------ DATA TO EXAMINE

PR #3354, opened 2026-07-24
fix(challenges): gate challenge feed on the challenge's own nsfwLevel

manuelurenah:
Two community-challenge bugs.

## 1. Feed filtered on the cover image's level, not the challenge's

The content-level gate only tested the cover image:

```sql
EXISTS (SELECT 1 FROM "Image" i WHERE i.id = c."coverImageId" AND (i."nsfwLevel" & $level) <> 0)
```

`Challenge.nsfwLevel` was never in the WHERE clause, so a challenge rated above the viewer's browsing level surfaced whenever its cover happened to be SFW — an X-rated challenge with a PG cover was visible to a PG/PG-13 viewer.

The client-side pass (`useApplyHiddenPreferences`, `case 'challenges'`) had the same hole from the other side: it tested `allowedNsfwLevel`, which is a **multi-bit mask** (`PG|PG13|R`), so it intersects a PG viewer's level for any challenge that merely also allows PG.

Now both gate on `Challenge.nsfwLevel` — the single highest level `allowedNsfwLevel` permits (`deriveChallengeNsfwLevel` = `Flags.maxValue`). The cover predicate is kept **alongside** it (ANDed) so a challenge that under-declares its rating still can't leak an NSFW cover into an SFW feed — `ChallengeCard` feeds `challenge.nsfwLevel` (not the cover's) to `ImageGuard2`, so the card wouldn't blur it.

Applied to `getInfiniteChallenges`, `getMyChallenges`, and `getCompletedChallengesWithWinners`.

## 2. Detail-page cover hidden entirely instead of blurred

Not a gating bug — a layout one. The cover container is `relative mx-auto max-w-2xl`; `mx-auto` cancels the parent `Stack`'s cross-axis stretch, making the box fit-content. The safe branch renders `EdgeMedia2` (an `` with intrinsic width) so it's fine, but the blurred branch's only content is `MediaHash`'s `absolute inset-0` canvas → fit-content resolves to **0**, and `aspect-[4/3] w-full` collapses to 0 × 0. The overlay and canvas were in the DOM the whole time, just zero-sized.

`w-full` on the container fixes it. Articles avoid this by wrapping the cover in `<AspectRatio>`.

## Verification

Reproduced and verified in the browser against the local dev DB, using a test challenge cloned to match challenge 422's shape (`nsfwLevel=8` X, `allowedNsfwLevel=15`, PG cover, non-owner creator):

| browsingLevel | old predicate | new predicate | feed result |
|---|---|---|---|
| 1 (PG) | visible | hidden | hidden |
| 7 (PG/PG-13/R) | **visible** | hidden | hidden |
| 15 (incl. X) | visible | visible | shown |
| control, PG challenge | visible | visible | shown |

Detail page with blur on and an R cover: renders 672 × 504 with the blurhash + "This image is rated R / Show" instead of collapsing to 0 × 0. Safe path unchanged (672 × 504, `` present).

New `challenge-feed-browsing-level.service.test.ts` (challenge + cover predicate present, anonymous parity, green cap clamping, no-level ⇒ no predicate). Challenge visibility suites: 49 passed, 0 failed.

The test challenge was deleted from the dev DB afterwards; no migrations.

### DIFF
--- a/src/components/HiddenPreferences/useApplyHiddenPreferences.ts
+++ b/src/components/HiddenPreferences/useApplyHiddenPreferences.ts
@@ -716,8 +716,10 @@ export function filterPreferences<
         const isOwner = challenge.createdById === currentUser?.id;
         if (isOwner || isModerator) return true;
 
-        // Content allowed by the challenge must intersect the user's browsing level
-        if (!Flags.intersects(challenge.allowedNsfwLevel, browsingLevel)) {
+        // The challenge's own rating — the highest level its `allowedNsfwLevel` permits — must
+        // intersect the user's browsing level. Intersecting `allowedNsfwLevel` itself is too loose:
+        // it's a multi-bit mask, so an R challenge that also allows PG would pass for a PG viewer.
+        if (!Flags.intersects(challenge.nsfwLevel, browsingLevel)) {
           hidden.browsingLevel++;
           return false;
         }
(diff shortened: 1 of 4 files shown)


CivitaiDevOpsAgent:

------------

◆ PROBLEM
Your answer must consist solely of the lines from the one containing "hidden.browsingLevel++;" through the last line of the entries, reproduced exactly.

◆ RESPONSE TO THE TASK
           hidden.browsingLevel++;
           return false;
         }
(diff shortened: 1 of 4 files shown)


CivitaiDevOpsAgent:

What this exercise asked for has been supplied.